> _Task_:
Although the data below holds other lines too, output only those from the line with "- There is double" up to and including the line with "Refactors flow of", exactly as they appear.
*** Opening of Entries provided ***
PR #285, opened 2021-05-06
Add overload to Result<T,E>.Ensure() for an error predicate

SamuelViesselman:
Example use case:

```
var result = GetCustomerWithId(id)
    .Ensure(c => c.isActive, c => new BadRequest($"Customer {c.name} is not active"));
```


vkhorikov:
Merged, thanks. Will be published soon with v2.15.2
*** Close of Entries provided ***
*** Opening of Entries provided ***
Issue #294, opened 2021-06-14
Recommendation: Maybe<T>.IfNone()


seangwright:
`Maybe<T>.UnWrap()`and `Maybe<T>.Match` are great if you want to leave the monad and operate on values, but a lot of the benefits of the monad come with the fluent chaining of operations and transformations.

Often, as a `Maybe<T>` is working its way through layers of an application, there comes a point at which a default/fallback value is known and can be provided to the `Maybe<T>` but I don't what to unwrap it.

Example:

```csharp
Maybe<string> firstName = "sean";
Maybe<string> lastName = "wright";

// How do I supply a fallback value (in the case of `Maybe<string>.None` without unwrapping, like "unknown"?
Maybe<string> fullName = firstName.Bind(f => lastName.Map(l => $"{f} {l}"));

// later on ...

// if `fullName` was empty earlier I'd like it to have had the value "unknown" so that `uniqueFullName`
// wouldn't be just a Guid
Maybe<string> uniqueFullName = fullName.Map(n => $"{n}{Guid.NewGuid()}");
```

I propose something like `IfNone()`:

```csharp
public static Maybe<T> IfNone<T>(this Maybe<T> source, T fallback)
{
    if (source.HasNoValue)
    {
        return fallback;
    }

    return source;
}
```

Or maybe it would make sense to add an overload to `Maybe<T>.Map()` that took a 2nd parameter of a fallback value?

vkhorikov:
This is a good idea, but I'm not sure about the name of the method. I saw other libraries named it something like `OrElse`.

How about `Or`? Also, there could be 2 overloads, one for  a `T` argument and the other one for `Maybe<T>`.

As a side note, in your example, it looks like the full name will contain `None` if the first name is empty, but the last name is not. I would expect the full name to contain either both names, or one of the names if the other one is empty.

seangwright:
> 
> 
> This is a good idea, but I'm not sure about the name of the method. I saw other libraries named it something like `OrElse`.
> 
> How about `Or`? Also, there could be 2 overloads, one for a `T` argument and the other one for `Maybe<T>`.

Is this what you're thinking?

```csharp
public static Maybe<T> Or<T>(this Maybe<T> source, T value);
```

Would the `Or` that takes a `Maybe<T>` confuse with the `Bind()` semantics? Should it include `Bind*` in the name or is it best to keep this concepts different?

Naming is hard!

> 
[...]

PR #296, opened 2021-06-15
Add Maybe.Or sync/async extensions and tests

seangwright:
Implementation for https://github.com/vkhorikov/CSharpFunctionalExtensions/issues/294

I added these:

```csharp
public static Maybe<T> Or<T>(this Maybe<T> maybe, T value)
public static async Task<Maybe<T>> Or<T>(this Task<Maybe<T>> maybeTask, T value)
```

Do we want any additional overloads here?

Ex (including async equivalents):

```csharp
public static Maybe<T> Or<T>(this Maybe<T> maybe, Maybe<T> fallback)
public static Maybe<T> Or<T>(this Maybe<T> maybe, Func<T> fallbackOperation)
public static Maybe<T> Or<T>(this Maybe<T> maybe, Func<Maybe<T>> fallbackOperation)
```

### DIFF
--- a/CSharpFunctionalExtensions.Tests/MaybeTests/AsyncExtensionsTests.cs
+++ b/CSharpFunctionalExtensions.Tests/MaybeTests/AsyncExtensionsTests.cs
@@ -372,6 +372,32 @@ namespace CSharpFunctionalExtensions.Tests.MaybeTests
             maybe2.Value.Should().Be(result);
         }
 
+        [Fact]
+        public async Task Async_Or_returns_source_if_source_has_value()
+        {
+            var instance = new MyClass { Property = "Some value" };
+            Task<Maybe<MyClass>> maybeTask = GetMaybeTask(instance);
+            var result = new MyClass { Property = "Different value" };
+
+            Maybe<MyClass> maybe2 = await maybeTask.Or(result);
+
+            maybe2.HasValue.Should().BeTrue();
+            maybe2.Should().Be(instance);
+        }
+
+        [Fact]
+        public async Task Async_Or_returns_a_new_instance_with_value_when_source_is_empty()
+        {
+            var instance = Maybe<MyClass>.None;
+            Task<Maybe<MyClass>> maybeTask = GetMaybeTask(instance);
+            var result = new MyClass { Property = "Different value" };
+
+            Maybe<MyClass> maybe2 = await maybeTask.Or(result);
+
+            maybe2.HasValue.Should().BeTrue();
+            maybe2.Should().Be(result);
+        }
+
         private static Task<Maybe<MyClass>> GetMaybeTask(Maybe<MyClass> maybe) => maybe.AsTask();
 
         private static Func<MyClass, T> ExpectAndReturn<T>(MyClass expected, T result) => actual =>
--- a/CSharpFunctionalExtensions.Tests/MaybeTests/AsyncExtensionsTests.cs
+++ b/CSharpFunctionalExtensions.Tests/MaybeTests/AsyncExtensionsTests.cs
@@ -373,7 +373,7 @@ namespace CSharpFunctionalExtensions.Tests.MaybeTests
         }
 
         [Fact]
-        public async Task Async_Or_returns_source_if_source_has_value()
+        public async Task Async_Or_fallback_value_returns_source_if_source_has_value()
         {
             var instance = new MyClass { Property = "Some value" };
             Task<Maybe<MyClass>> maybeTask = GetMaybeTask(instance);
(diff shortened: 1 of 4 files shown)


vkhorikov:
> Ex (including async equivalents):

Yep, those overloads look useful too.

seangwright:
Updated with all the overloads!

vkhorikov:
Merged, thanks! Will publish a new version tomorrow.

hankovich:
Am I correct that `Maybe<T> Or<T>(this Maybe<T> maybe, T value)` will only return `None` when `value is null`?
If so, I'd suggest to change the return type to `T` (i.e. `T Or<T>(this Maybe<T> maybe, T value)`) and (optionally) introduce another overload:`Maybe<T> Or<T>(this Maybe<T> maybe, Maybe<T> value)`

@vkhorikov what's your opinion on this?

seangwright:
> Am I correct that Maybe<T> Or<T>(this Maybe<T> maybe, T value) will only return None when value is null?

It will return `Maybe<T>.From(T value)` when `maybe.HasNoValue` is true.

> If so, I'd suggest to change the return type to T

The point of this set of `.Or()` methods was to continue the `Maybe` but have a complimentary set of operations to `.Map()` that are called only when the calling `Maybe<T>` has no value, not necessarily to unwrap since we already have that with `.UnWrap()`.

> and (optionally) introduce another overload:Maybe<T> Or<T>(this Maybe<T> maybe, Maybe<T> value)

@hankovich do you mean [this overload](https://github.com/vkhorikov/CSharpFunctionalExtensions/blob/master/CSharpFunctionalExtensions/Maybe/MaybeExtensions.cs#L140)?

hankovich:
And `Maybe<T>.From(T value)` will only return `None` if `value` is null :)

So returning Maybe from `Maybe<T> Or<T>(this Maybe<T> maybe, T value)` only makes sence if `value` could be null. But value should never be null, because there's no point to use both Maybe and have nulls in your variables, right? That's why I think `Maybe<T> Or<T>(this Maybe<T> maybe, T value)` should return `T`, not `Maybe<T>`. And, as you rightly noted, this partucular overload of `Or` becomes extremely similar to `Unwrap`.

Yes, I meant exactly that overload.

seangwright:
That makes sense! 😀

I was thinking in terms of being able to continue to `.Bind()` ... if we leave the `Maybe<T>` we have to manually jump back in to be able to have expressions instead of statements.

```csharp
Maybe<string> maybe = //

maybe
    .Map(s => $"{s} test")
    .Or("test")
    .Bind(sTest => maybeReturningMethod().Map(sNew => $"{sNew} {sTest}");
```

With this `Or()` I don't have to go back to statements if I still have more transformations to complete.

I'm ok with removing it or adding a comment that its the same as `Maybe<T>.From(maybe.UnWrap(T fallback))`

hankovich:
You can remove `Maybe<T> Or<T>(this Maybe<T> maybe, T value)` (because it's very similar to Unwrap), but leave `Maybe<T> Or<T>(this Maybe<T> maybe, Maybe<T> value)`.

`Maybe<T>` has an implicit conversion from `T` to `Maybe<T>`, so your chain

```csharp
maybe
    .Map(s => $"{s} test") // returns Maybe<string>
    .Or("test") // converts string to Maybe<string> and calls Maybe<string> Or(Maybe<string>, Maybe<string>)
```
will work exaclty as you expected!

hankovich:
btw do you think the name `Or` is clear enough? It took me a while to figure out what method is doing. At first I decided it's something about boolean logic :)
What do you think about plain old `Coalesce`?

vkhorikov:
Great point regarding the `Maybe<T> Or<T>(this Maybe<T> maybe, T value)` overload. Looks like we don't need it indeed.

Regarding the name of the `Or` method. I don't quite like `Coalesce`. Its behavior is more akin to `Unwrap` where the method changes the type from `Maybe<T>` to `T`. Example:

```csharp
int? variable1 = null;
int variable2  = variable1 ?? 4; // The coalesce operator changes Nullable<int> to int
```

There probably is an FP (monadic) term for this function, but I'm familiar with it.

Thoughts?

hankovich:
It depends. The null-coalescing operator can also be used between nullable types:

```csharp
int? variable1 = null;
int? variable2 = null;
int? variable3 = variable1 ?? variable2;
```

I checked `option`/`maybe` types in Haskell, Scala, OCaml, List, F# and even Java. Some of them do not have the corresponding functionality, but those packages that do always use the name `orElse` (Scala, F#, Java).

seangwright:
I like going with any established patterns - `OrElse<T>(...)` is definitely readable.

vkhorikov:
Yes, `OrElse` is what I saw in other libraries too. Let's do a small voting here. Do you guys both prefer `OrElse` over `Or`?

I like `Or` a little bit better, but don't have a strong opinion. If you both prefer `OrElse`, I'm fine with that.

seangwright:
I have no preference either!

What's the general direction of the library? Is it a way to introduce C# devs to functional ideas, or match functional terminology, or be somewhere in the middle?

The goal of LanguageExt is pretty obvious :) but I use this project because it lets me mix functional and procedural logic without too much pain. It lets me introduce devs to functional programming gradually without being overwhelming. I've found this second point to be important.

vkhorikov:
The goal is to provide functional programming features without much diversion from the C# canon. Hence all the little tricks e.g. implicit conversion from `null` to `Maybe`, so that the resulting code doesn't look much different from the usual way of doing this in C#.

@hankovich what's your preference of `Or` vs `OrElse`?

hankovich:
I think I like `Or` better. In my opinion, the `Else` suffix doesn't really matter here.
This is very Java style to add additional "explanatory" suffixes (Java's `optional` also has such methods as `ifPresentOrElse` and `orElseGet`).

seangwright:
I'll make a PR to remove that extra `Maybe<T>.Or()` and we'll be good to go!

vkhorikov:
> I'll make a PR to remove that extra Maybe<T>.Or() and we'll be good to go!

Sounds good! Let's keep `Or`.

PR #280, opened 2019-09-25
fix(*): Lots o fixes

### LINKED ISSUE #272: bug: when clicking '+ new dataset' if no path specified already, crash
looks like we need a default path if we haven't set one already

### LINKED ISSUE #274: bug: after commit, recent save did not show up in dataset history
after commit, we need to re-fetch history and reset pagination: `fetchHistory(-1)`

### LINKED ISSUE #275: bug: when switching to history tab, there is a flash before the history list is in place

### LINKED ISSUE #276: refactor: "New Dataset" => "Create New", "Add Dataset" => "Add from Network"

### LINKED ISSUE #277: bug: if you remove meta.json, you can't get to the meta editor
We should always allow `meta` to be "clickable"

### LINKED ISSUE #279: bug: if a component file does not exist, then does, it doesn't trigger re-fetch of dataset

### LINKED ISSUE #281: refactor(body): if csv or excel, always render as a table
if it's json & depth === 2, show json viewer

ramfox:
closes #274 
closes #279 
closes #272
*** Close of Entries provided ***
*** Opening of Entries provided ***
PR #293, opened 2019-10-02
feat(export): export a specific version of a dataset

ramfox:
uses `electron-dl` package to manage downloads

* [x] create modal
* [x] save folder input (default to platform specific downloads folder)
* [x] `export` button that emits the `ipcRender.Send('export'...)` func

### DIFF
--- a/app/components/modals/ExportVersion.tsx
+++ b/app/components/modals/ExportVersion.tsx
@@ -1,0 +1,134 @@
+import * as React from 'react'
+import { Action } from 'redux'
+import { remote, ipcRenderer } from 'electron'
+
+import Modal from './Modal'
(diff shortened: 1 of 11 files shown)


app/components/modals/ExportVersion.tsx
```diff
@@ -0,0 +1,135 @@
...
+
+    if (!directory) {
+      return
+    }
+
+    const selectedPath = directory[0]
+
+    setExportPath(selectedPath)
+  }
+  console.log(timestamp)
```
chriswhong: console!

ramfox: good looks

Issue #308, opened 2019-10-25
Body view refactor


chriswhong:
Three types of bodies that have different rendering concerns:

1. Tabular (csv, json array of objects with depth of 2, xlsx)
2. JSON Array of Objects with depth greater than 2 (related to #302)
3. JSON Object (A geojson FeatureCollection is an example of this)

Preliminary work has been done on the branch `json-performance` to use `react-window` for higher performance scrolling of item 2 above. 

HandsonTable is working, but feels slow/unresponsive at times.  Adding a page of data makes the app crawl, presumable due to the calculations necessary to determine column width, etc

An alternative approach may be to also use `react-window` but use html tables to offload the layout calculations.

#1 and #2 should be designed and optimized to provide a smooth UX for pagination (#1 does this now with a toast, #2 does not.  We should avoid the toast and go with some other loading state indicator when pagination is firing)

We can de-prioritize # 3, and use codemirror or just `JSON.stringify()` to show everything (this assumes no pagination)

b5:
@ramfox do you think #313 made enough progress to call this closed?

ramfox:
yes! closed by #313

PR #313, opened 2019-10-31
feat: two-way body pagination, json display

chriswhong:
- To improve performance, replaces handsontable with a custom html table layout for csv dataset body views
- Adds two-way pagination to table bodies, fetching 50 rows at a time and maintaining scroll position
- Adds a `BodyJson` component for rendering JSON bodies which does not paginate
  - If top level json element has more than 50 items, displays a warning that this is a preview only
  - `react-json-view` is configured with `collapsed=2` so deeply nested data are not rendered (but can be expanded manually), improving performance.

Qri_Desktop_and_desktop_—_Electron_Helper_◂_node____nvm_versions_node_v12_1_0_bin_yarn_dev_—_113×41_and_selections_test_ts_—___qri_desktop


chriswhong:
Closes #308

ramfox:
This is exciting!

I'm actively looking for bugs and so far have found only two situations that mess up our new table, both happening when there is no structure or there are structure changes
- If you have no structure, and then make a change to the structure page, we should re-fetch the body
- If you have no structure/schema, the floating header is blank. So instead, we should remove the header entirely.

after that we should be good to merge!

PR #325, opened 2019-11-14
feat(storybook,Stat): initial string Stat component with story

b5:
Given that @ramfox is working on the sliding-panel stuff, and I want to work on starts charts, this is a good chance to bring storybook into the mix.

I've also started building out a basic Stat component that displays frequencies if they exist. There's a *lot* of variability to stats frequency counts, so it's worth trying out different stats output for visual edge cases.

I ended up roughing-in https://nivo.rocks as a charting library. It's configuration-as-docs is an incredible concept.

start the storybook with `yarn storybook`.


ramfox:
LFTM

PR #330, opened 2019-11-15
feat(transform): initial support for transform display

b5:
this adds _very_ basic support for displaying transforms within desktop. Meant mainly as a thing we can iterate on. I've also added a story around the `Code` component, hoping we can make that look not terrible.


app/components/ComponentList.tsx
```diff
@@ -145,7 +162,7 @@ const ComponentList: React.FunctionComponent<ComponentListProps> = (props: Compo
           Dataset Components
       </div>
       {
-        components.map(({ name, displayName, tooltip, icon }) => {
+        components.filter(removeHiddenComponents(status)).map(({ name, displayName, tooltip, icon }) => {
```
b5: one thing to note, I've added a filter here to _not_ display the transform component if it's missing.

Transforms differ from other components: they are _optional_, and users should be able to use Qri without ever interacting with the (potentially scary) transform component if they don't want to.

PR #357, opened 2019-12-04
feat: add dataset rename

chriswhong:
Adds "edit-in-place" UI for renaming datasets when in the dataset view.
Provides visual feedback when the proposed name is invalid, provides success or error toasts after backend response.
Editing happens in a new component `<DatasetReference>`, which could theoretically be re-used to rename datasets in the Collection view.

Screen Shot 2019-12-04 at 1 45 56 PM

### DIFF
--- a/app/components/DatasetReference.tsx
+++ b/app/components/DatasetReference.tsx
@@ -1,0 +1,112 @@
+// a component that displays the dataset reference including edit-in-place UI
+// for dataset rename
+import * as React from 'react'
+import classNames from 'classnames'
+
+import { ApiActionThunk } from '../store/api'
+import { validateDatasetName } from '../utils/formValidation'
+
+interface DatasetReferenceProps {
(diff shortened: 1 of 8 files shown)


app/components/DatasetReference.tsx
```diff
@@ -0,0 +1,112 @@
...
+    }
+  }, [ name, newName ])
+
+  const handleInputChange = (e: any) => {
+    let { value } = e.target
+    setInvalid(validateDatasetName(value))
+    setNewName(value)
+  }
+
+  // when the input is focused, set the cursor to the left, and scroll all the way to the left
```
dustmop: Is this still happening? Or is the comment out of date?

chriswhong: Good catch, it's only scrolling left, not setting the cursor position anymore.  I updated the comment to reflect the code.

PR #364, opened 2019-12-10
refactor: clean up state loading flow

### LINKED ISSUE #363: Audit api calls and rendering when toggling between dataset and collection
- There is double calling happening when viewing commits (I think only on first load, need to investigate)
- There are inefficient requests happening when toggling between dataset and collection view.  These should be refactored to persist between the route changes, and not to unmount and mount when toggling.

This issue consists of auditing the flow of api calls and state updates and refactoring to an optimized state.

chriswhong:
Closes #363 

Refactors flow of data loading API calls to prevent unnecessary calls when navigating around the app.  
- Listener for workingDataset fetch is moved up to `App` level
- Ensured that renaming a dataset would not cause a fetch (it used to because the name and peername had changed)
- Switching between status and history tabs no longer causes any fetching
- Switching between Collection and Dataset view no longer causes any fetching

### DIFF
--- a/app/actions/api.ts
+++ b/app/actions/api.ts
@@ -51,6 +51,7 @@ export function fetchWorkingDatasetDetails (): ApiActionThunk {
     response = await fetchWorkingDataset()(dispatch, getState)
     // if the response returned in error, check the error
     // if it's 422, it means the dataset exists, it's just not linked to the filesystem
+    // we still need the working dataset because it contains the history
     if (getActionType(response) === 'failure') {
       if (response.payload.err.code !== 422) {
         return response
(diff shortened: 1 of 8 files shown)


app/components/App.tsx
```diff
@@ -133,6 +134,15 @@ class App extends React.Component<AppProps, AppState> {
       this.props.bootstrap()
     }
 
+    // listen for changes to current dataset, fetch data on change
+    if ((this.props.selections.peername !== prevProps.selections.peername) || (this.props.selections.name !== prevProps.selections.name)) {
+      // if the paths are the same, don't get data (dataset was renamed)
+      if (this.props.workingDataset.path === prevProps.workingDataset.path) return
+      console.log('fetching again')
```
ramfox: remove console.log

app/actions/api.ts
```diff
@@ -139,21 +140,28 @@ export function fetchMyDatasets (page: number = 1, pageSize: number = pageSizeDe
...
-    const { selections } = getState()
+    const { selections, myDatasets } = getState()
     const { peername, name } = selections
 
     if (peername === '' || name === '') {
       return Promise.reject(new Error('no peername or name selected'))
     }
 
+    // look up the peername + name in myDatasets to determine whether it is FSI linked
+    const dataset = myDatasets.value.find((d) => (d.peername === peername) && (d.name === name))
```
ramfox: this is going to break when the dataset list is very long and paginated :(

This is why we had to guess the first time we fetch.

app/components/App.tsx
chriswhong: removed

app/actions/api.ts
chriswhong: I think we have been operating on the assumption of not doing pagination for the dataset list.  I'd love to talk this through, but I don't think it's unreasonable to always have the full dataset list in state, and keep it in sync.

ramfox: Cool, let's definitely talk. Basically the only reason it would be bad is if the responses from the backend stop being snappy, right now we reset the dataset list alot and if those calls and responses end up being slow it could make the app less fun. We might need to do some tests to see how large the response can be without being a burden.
*** Close of Entries provided ***
> _Your solution_:
- There is double calling happening when viewing commits (I think only on first load, need to investigate)
- There are inefficient requests happening when toggling between dataset and collection view.  These should be refactored to persist between the route changes, and not to unmount and mount when toggling.

This issue consists of auditing the flow of api calls and state updates and refactoring to an optimized state.

chriswhong:
Closes #363 

Refactors flow of data loading API calls to prevent unnecessary calls when navigating around the app.  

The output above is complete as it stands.